Collected data:
PR #1704, opened 2026-08-23
fix(e2e): guard etcd suite teardown against failed cluster creation

MaxRink:
## Purpose

Preserve the original etcd E2E setup failure instead of masking it with a teardown panic.

## Key changes

- Guards suite cleanup when cluster creation returned nil.
- Makes `Cluster.Delete` safe for a nil receiver.

## Validation

The etcd E2E suite compiles with `--tags=e2e`; formatting, vet, and current CI checks pass.

## Dependency

### DIFF
--- a/testing/e2e/etcd/cleanup_test.go
+++ b/testing/e2e/etcd/cleanup_test.go
@@ -1,0 +1,23 @@
+//go:build e2e
+// +build e2e
+
+package etcd_test
+
+import (
+	"path/filepath"
+	"testing"
+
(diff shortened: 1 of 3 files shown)


README.md
p-strusiewiczsurmacki-mobica, line 135: I believe this was already added and should not be a part of this PR.

MaxRink: Removed. The current diff no longer changes README.md.

p-strusiewiczsurmacki-mobica (approved):

PR #1705, opened 2026-08-23
fix: merge all config file fields dropped by the field-by-field merge

MaxRink:
## Purpose

Make runtime configuration precedence presence-aware across defaults, config files, environment variables, and flags.

## Key changes

- Tracks whether values were explicitly supplied instead of inferring source from zero values.
- Applies config-file values without dropping valid fields, then lets explicitly set environment variables and flags override them.
- Aligns BGP configuration handling and documents the supported precedence behavior.
- Adds source-precedence coverage across command and kubevip configuration paths.

## Validation

## Dependency

### DIFF
--- a/CHANGELOG.md
+++ b/CHANGELOG.md
@@ -8,6 +8,7 @@ and this project adheres to [Semantic Versioning](https://semver.org/spec/v2.0.0
 ## [Unreleased]
 
 ### Fixed
+- Make `manager` and `service` runtime configuration presence-aware, with explicit CLI flags taking precedence over environment variables, configuration files, and defaults. Strict YAML/JSON loading now preserves explicit false, zero, and empty values and normalizes standalone BGP peer configuration for runtime use.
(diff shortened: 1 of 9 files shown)


MaxRink:
The failing bgp e2e leg is the pre-existing testing/e2e/bgp/server.go:227 MP-BGP path-propagation timeout flake, unrelated to this config-file-merge change. Fixed by #1706. Merge order: #1706 first.

pkg/kubevip/config_merge_reflection_test.go
```diff
@@ -0,0 +1,396 @@
...
+	}
+	sort.Strings(paths)
+	t.Logf("tested %d reflected merge fields", len(fields))
+	t.Logf("known unmerged fields (%d):", len(paths))
+	for _, path := range paths {
+		t.Logf("  %s", path)
+	}
+}
+
+func collectMergeReflectionFields(t *testing.T, typ reflect.Type, prefix string) []mergeReflectionField {
```
p-strusiewiczsurmacki-mobica: Is there any reason to add `prefix` parameter if it's not used in the calls?

PR #1709, opened 2026-08-23
fix(route): insert route tracker entry only after AddRoute succeeds

MaxRink:
## Bug
`Manager.Add` inserted `m.tracker[key]` before calling `r.AddRoute()`. When AddRoute returned a non-EEXIST error, Add returned the error but left the tracker entry in place (empty objects). The next Add saw `exists==true`, skipped the whole add block, and returned nil, so the route was never installed while callers set `ConfiguredNetworks=true` believing it was. Permanent silent failure until restart.

## Fix
Insert into `m.tracker` only after AddRoute (and the EEXIST/update branch) succeeds. Adds `TestManagerRetriesRouteAfterInitialAddFailure`.

## Rebase / CI note

### DIFF
--- a/pkg/endpoints/endpoints_wireguard_test.go
+++ b/pkg/endpoints/endpoints_wireguard_test.go
@@ -6,7 +6,7 @@ import (
 	v1 "k8s.io/api/core/v1"
 )
 
-func TestWireguardDeleteDoesNotDereferenceNilServiceContext(t *testing.T) {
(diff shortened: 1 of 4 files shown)


p-strusiewiczsurmacki-mobica:
LGTM

p-strusiewiczsurmacki-mobica (approved):

p-strusiewiczsurmacki-mobica (approved):

PR #1710, opened 2026-08-23
fix(cluster): make Cluster.Stop concurrency-safe and lock Processor.Stop

MaxRink:
## Bug
`Cluster.Stop()` did `close(cluster.stop); cluster.stop = make(chan bool)` with no synchronization. During shutdown, `Processor.Stop()` iterates `ServiceInstances` calling `cluster.Stop()` without holding `p.mutex`, concurrently with `deleteService()` (from election `onStoppedLeading`) which also calls `cluster.Stop()`. Concurrent Stop on the same cluster double-closes the same channel (panic) and races the `ServiceInstances` slice.

## Fix
Guard `Cluster.Stop()` with a mutex so close+recreate is atomic and idempotent under concurrency; take `p.mutex` in `Processor.Stop()`. Adds `TestStopConcurrentDoesNotRaceOrPanic` (validated under `-race`: DATA RACE + panic without the fix, clean with it).

## Rebase / CI note

### DIFF
--- a/pkg/cluster/cluster.go
+++ b/pkg/cluster/cluster.go
@@ -6,6 +6,7 @@ import (
 	"fmt"
 	"net/http"
 	"os"
+	"sync"
 	"time"
 
 	log "log/slog"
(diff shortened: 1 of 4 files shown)


p-strusiewiczsurmacki-mobica (approved):
LGTM

PR #1711, opened 2026-08-23
fix(bgp): honour configured peer port and keep source interface on MP-BGP fallback

MaxRink:
## Bugs (both in pkg/bgp/peers.go)
1. `AddPeer` built the peer Transport with `RemotePort: defaultBGPPort` (179) unconditionally and never read `peer.Port`, so a configured/parsed per-peer port was silently dropped.
2. When `MpbgpNexthop` is set but `FindMpbgpAddresses` fails (the #1683 graceful degrade to regular BGP), AddPeer took the error branch that skips the block applying `SourceIP`/`SourceIF`, dropping the configured source interface (breaks IPv6 link-local / source-routed sessions).

## Fix
Use `peer.Port` when non-zero; apply `SourceIP`/`SourceIF` on the MP-BGP fallback path too.

## Generalized verification
The two narrow tests are consolidated into the table-driven `TestAddPeerConfiguresTransportOptions`, covering both configured remote-port handling and configured source-interface preservation after MP-BGP resolution failure.

## Verification
- `go test ./pkg/bgp`
- `go test -race ./pkg/bgp`

Both commands passed in the Debian Bookworm ARM64 OrbStack Linux VM.

## Rebase note

## Rebase / CI note

### DIFF
--- a/pkg/bgp/peers.go
+++ b/pkg/bgp/peers.go
@@ -25,6 +25,11 @@ const defaultBGPPort uint32 = 179
 
 // AddPeer will add peers to the BGP configuration
 func (b *Server) AddPeer(ctx context.Context, peer kubevip.BGPPeer) (err error) {
+	remotePort := defaultBGPPort
+	if peer.Port != 0 {
+		remotePort = uint32(peer.Port)
+	}
+
 	p := &api.Peer{
 		Conf: &api.PeerConf{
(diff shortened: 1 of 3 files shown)


p-strusiewiczsurmacki-mobica (commented):
LGTM

p-strusiewiczsurmacki-mobica (approved):

PR #1712, opened 2026-08-23
fix(manager): handle empty node list in annotations watcher

MaxRink:
## Bug
The annotations watcher indexed `nodeList.Items[0]` after listing nodes filtered by `kubernetes.io/hostname=<NodeName>`, with no length check. An empty list (misconfigured NodeName, or the hostname label not yet present) panics with index out of range at startup.

## Fix
Return a descriptive error when the filtered node list is empty instead of indexing. Adds `TestAnnotationsWatcherHandlesEmptyNodeList` (panics without the fix).

## Rebase / CI note

### DIFF
--- a/pkg/endpoints/endpoints_wireguard_test.go
+++ b/pkg/endpoints/endpoints_wireguard_test.go
@@ -6,7 +6,7 @@ import (
 	v1 "k8s.io/api/core/v1"
 )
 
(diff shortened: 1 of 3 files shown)


p-strusiewiczsurmacki-mobica (approved):
LGTM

TASK ITEM — Pick out all lines from the data above in which the word "entry" appears.

YOUR RESPONSE —
fix(route): insert route tracker entry only after AddRoute succeeds
`Manager.Add` inserted `m.tracker[key]` before calling `r.AddRoute()`. When AddRoute returned a non-EEXIST error, Add returned the error but left the tracker entry in place (empty objects). The next Add saw `exists==true`, skipped the whole add block, and returned nil, so the route was never installed while callers set `ConfiguredNetworks=true` believing it was. Permanent silent failure until restart.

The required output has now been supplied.